A week ago there was another public event in Washington that kinda got lost amid the Solyndra swirl. Big-name CEOs—Bill Gates, General Electric’s Jeffrey Immelt, Xerox’ Ursula Burns, to name a few—said the federal government needs to continue investing in research to develop energy sources because most companies no longer are willing to sink money into ventures that may not pay off for years and years.
It’s a forward-thinking sentiment, but what we don’t know, and won’t for awhile, is whether it will survive the Solyndra stigma.
That said, there’s still an unusual collection of big players placing bets on renewable energy. Among them:
- The U.S. military: Last month the Marines invited 13 companies to a base in the California desert to pitch their ideas for solar products and energy efficiency on the battlefield. The Army, meanwhile, is encouraging private companies to build large solar energy projects on land owned by the military, with the hope of eventually cutting its energy costs. And while not funded by the military, another project called SolarStrong will use a $344 million federal loan guarantee to install solar panels on up to 160,000 rooftops at 124 military bases.

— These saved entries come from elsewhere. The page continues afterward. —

Issue #274, opened 2020-10-24
Move to Electron


charlielee:
This project should be moved to Electron. Some of the main reasons I wish to move are:

* NW.js is missing a solid build/packaging library
* NW.js doesn't properly implement camera permissions, making macOS support feel slightly hacky (there is not an equivalent to Electron's [systemPreferences](https://www.electronjs.org/docs/api/system-preferences#systempreferencesgetmediaaccessstatusmediatype-windows-macos) api)
* Electron seems better supported and to have a much larger developer eco-system

Over the years of this project's development Electron has become far more popular and feature filled than NW.js. It has a large the eco system of packages and other tools around it that we could take advantage of. Whereas NW.js doesn't even have a reliable build library. I have developed the [nwjs-packager](https://github.com/charlielee/nwjs-packager) library but it requires a lot more work to be even close to something like https://github.com/electron-userland/electron-builder.

I would rather spend my free time developing this app, then working on build tools. This will be a big job but I think it will be worth it.

I will start experimenting with how this will work soon. Other features such as projects can be developed normally still and we will have to work out how to port them to the Electron branch

AndreasDemenagas:
I completely agree with moving the project to electron. It is true that it is way more developed than nwjs and I believe it can really help the project. 

Also, the refactoring of the code into modules that you have done should really help make it easier to make an electron build.

charlielee:
NW.js specific features we currently use:

#### nwdirectory

Adding the [`nwdirectory`](https://nwjs.readthedocs.io/en/latest/References/File%20Dialogs/#featured-extended-by-nwjs) attribute to the "choose directory" option allows the app to get the full path of a chosen directory

#### Menu

The `Menu`/`MenuItem`/`nw.Window.get().menu` options are used to generate the top menu bar shown.

https://nwjs.readthedocs.io/en/latest/References/Menu/

#### Shell

`nw.Shell.openExternal(url)` is used to open links from the news section, about window and help menu.

https://nwjs.readthedocs.io/en/latest/References/Shell/

#### Window

The window

charlielee:
Currently working on this with a very basic electron and electron-builder setup. Lots of boilerplates/tutorials suggest adding things like webpacker, react or testing suites. These are interesting things to consider for the future but outside of this issue's scope

PR #282, opened 2020-12-27
Move to Electron

charlielee:
This reworks the app to use Electron rather than NW.js #274. It will be a major PR once complete.


le717:
How much more still needs to be done before this is complete? I don't think I have my USB webcam but I can test things out using my built-in laptop webcam.

charlielee:
> How much more still needs to be done before this is complete?

@le717 I'd say it's about 90% complete now. The main things left are:

* Reimplement dialog box for selecting export video directory (selecting "Export video" will error at the moment)
* Some CSS fixes related to the general window layout (probably flexbox related)
* Restore keyboard shortcuts showing in the menu bar
* Test/configure electron-builder correctly
* Fix window dimensions not being stored when you choose the "Main Menu" menu bar option

I am hoping to finish very soon as I'm not working next week.

AndreasDemenagas:
One thing I noticed while testing in macOS Big Sur is that the Menu Bar skips the first item "File" and puts in straight into the Menu Item of the application name. (See attached picture). 

This is probably because in macOS the first menu item is always reserved by the system and holds the name of the application. 

Checking if the platform is Darwin and if so skipping the first array item should fix this. 

Screenshot 2020-12-28 at 2 35 03 PM

le717:
I'm going to recommend that once this is merged, tag it as 0.11.0, release it as a beta (also check the pre-release box in Releases), and ask people to download and use it. Don't add too many other changes. It's going to be easier having many others find issues related just to this and fix them for a next release than trying to find everything now.

charlielee:
> One thing I noticed while testing in macOS Big Sur is that the Menu Bar skips the first item "File" and puts all the rows that should be in "File" straight into the Menu Item of the application name. (See attached picture).
> 
> This is probably because in macOS the first menu item is always reserved by the system and holds the name of the application.

@AndreasDemenagas Thanks for spotting this. I haven't tested on macOS/Linux yet so let me know if see anything else.

> I'm going to recommend that once this is merged, tag it as 0.11.0, release it as a beta (also check the pre-release box in Releases)

@le717  Yep, will bump to 0.11.0 after this is merged.

Also export video *should* work now. Note file paths with a space will fail to export as #278 is not merged into this branch yet.

charlielee:
- [ ] Check possible bug with confirm take
- [ ] Finalise and test packages on Linux
- [ ] Finalise and test packages on macOS
- [ ] Finalise and test packages on Windows

charlielee:
This is finally ready to go! 🚀 Hopefully I can actually work on some features again now.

- Google: The sultan of search is still saying it hopes to one day make renewable energy cheaper than coal. Last spring it announced a $168 million investment in the giant Ivanpah solar thermal project in the Mojave Desert. A week later it promised to pump $100 million into the country’s largest wind farm, being built in Oregon. Google has even used its flair for analytics to figure out how to make the solar panels on its own buildings twice as efficient.
- Samsung: Early this year the South Korean high-tech giant committed to spending many boatloads of money—almost $7 billion—to build wind turbine and solar module manufacturing plants in Ontario, Canada.
- China: Big surprise, right? It now manufactures 40 percent of the solar panels produced in the world and had $48.9 billion in renewable energy investments last year—almost double the U.S. total. It also now has twice as much installed renewable energy capacity as the U.S. And Chinese companies keep looking for investment opportunities in America. Yesterday the Xinjiang Goldwind Science and Technology Company announced that it will spend $200 million to build a wind farm in Illinois.
A Mightier Wind
Wind power, meanwhile, has managed to stay out of the headlines. But recently there was news from Japan about a new kind of turbine that could be a game-changer. Called a wind lens, it encircles the turbine blades with a brim. Its inventor says it can generate two to three times more energy than the conventional model.